The Pearson Center I was at was small only like 15 computers, and theres other types of examinees there. As far I as I knew I was the only PE Examinee. Other people were social working, nursing, etc.
They give you 8 hours total. Your allowed breaks to use the bathroom or access food/water in your locker at any point but your timer doesn't stop. You get one optional planned break for 50 minutes after finishing the first section and your able to take as little of that 50 minutes as you want and then go back into the exam. During this break your allowed to go to car, access your phone etc. The morning section you use however much time you want. ( I used 3 hrs 30 minutes). Then the afternoon section is whatever time you have left ( I had 4 hrs 30 mins).
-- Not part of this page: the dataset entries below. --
PR #88, opened 2023-09-21
feat: treat iOS patches as diffs instead of full artifacts

bryanoltman:
## Description

Updates `prepare_for_install` function to treat iOS patch artifacts as binary diffs instead of complete artifacts.

Also introduces the `platform` module to more cleanly separate iOS- and Android-specific code.

Note that this will require changes in the CLI, which are still WIP.

## Type of Change

- [x] 🧹 Code refactor
- [ ] 📝 Documentation
- [ ] 🗑️ Chore


library/src/c_api.rs
```diff
@@ -254,7 +254,10 @@ pub extern "C" fn shorebird_report_launch_success() {
 #[cfg(test)]
 mod test {
     use super::*;
-    use crate::network::{testing_set_network_hooks, PatchCheckResponse};
+    use crate::{
+        network::{testing_set_network_hooks, PatchCheckResponse},
```
eseidel, line 258: I don't know what preferred rust style is, but I've tended to just split these out into two separate lines.
use crate::network::{testing_set_network_hooks, PatchCheckResponse};
use crate::platform;

library/src/platform/unknown.rs
```diff
@@ -0,0 +1,20 @@
...
+use anyhow::bail;
+use std::{
+    io::Cursor,
+    path::{Path, PathBuf},
+};
+
+const UNKNOWN_PLATFORM_ERR_MSG: &str = "Unknown platform";
+
+pub fn open_base_lib(_app_dir: &Path, _lib_name: &str) -> anyhow::Result<Cursor<Vec<u8>>> {
+    bail!(UNKNOWN_PLATFORM_ERR_MSG)
```
eseidel, line 11: Do the tests still run on a linux host, etc with this?  They must...

eseidel (approved):
Seems a bit cutesy, but sure. 🤷

library/src/c_api.rs
bryanoltman: 🤷  I just did what the formatter/vscode put in there. Will update.

library/src/platform/unknown.rs
bryanoltman: Yep, they do. The same tests still run (i.e., the Android tests). iOS tests don't currently execute, which, in addition to coverage, is why this is a draft.

This particular code never runs, it's solely so that the package will build in a non-test, non-android, non-ios environment.

library/src/c_api.rs
bryanoltman: It looks like it's still in an unstable state, but `rustfmt` has an option to [do this for us](https://rust-lang.github.io/rustfmt/?version=v1.4.38&search=group#imports_granularity). Once that's stable, we should add it to `rustfmt.toml`.

eseidel:
Yeah, I've not really explored the world of fmt options or linting at all in Rust.  I'm sure there is a ton of useful stuff we could turn on.  I should dig up Fuchsia's rust config files.

PR #90, opened 2023-09-26
chore: Revert "feat: treat iOS patches as diffs instead of full artifacts (#88)"

bryanoltman:
This reverts commit f4db98b7597d4b6d2ca162d8b97d98cb78e964fe.

Because this approach will not work for iOS artifacts that are signed after release artifact is submitted to shorebird (as happens in our iOS add-to-app setup, where the .xcframework is signed on embed).


eseidel (approved):
I look forward to this patch's triumphant return.

PR #92, opened 2023-09-27
feat: add script to relink .a as a .o with exported symbols list

eseidel:
This should help us hide all the extra rust symbols when importing libupdater.a into libflutter.so.


eseidel:
I haven't successfully seen it link yet (hence why a draft).

eseidel:
OK, this works now and saves 2mb on iOS (still 6mb more to go).

Testing on Android.

eseidel:
Closing until we start measuring: https://github.com/shorebirdtech/docs/issues/19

My exam had 35 questions in the AM and 45 questions in the PM. I believe I had just enough time to work through all the problems without feeling rushed and then both sections had 30 minutes to go back and review the questions I flagged and used 100% of my time.
At the end of both sections they bring you to a review screen to click on any questions you flagged and they also notify you if theres any questions you didnt answer. AM portion I had maybe 5 questions I was unsure of and PM I had maybe 8-10 I was unsure of.
I started studying about 4 weeks before my exam because I realized after taking the PE the first time around and failing, that studying too early I forgot things that I learned 2 months prior. It was best to have everything fresh in my mind. I took my exam on a Saturday and Mon-Thursday that week I took a practice exam every day. Friday I looked over stuff and the different codes to just have engineering on the mind without exhausting myself.
I bought a lot of practice exams but in in my opinion the best books available for studying were and style of questions were most representative were these books all purchased on AMAZON:
*NOTE* While doing practice problems, have all of the required codes in PDF form so you get used to using them and the NCEES reference manual. You can find PDFs of most of them on SCRIBD.
HCM, AASHTO GREENBOOK, Highway Safety Manual, MUTCD, AASHTO Roadside Design Guide - These are the most important. The rest of the required codes have only a few questions.

BREADTH:
"NCEES PE CIVIL : TRANSPORTATION PRACTICE EXAM"
"Path to PE Services: CIVIL PE PRACTICE EXAM CBT BREADTH (Updated 11/21)"
"Civil PE Practice: CIVIL ENGINEERING PE PRACTICE EXAMS A & B"
"Civil PE Practice: CIVIL ENGINEERING PE PRACTICE EXAM C"

DEPTH:
"NCEES PE CIVIL : TRANSPORTATION PRACTICE EXAM"
"Path to PE Services: CIVIL PE PRACTICE EXAM TRANSPORTATION DEPTH"
"PPI: TRANSPORTATION DEPTH SIX MINUTE PROBLEMS FOR THE CIVIL PE EXAM" - This book was good to help me learn the transportation depth problems, I worked through every problem and how to do each one and it was a really good way to learn how to do the depth portion of the exam as I had no Transportation Engineering experience.


----------



## LAMEngineer (Feb 21, 2022)

Congratulations, and thank you for the feedback! very helpful for those of us preparing for the exam. Interesting that there were a different amount of questions in the AM/PM sessions, have not heard that before. Will be useful for timing! How did you feel about the alternative question types?


----------



## zachmccormick33 (Feb 26, 2022)

Kashybobashy said:


> I started studying about 4 weeks before my exam


I've started studying in January and my exam isn't until May 2022 and I'm still very nervous about whether or not I'll be prepared.


----------



## CharlieHotel47_CE_WER (Apr 1, 2022)

Can you confirm you had more than in reference manual via PDF? I see on the website that only the CERM is provided via PDF but with transportation I feel like there should be more PDFs available.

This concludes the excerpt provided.